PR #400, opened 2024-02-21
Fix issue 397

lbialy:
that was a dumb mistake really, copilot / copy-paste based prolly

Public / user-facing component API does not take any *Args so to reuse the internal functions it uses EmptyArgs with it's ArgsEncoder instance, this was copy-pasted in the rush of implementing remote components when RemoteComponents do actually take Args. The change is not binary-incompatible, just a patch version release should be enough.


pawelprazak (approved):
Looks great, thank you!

• • •

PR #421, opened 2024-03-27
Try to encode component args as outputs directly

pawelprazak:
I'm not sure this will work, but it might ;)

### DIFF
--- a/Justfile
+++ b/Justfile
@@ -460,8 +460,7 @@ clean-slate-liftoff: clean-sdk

• • •

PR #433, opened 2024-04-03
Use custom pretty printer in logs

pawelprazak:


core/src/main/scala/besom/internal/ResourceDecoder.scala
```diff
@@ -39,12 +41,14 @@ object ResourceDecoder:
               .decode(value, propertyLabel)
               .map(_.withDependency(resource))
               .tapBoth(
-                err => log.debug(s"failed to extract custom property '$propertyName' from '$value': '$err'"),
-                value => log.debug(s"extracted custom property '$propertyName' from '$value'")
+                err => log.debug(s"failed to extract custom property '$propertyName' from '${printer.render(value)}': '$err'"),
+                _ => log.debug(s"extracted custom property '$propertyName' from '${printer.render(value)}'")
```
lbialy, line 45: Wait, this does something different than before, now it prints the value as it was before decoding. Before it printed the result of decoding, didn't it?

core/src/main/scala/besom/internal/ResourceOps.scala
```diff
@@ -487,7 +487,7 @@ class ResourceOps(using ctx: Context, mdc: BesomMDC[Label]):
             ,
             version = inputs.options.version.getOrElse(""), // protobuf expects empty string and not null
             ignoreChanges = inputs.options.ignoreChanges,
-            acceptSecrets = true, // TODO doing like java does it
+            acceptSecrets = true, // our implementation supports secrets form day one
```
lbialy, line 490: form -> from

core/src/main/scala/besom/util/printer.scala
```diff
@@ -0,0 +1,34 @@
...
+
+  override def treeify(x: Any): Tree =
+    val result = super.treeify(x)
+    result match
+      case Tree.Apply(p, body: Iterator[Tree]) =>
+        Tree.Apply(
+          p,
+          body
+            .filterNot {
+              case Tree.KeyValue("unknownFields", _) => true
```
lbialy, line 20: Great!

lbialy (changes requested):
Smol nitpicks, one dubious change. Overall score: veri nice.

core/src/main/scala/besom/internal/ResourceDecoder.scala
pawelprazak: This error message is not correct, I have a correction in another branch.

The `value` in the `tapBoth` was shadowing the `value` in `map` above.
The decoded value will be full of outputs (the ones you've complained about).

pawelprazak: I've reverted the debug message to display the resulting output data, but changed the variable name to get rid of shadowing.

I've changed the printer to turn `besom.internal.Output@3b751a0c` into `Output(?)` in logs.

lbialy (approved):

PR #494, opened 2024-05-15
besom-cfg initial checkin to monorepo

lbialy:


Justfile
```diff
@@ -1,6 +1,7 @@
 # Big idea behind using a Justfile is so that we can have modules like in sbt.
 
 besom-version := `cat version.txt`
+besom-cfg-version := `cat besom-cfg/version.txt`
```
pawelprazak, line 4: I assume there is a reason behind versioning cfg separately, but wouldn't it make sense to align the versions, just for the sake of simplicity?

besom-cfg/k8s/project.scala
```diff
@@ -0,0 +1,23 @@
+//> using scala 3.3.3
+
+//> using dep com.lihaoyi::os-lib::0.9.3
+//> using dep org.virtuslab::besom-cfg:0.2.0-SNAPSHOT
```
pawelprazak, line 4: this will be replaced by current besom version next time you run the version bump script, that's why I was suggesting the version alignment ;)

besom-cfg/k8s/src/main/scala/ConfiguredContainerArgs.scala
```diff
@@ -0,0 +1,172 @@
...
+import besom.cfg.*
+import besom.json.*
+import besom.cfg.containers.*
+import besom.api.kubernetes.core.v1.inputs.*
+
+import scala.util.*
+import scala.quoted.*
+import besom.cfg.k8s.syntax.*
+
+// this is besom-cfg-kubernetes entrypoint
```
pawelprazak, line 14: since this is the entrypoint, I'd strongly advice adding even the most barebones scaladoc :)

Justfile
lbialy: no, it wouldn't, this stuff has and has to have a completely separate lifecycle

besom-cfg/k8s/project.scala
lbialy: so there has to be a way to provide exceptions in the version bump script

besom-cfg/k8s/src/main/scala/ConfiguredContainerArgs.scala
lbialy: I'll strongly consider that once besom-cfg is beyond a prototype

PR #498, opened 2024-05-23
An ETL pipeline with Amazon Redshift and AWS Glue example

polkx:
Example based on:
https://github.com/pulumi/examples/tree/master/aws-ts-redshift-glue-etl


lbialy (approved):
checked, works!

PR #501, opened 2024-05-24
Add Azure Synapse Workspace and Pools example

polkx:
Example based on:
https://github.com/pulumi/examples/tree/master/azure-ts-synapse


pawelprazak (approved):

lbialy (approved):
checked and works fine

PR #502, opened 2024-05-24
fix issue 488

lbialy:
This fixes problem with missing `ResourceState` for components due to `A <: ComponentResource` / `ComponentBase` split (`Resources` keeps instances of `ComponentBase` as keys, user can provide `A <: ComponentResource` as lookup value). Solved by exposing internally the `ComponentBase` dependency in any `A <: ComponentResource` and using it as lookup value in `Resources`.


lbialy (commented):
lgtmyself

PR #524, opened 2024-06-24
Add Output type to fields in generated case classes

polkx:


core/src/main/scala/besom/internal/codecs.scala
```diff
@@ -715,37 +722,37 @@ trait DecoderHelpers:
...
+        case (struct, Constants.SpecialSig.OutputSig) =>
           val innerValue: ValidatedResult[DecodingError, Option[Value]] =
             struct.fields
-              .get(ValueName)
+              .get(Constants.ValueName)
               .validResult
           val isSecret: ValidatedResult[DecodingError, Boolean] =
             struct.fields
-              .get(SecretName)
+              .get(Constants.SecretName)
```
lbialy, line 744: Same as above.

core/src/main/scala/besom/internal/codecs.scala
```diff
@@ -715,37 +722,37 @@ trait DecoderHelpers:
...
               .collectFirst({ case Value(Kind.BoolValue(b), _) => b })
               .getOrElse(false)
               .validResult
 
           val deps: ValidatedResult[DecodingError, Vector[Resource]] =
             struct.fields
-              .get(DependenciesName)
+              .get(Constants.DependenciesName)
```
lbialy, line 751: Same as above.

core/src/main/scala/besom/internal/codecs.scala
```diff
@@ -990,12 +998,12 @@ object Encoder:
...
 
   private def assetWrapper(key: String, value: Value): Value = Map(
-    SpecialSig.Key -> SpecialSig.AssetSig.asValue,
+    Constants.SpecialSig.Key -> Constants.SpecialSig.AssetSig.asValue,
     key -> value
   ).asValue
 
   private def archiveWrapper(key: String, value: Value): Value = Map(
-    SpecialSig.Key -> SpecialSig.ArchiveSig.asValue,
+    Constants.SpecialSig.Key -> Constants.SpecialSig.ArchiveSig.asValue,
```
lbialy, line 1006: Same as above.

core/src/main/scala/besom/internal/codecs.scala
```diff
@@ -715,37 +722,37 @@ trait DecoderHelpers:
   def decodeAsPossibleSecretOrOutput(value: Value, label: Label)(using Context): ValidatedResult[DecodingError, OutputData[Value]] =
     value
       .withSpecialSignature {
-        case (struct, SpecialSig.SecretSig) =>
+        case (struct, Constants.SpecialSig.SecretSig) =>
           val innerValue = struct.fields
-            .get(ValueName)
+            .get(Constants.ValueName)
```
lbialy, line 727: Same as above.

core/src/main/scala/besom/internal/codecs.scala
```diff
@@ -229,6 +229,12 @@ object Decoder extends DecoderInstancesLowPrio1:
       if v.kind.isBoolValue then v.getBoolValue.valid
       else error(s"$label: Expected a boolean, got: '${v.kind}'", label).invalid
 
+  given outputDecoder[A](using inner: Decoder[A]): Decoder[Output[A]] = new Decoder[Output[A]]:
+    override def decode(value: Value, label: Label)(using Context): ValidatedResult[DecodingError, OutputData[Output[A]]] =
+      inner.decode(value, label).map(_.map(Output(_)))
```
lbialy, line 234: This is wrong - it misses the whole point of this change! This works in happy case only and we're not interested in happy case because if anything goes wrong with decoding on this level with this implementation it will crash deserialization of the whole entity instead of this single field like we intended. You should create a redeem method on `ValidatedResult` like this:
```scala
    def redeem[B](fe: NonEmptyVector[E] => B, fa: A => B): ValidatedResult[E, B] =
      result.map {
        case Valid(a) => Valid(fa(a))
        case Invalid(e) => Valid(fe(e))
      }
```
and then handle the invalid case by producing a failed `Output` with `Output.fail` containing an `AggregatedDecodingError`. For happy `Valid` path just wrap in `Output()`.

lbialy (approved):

• • •

Problem to solve
The answer consists of the lines above that include the word "SecretSig", each copied exactly.

Completed task
-        case (struct, SpecialSig.SecretSig) =>
+        case (struct, Constants.SpecialSig.SecretSig) =>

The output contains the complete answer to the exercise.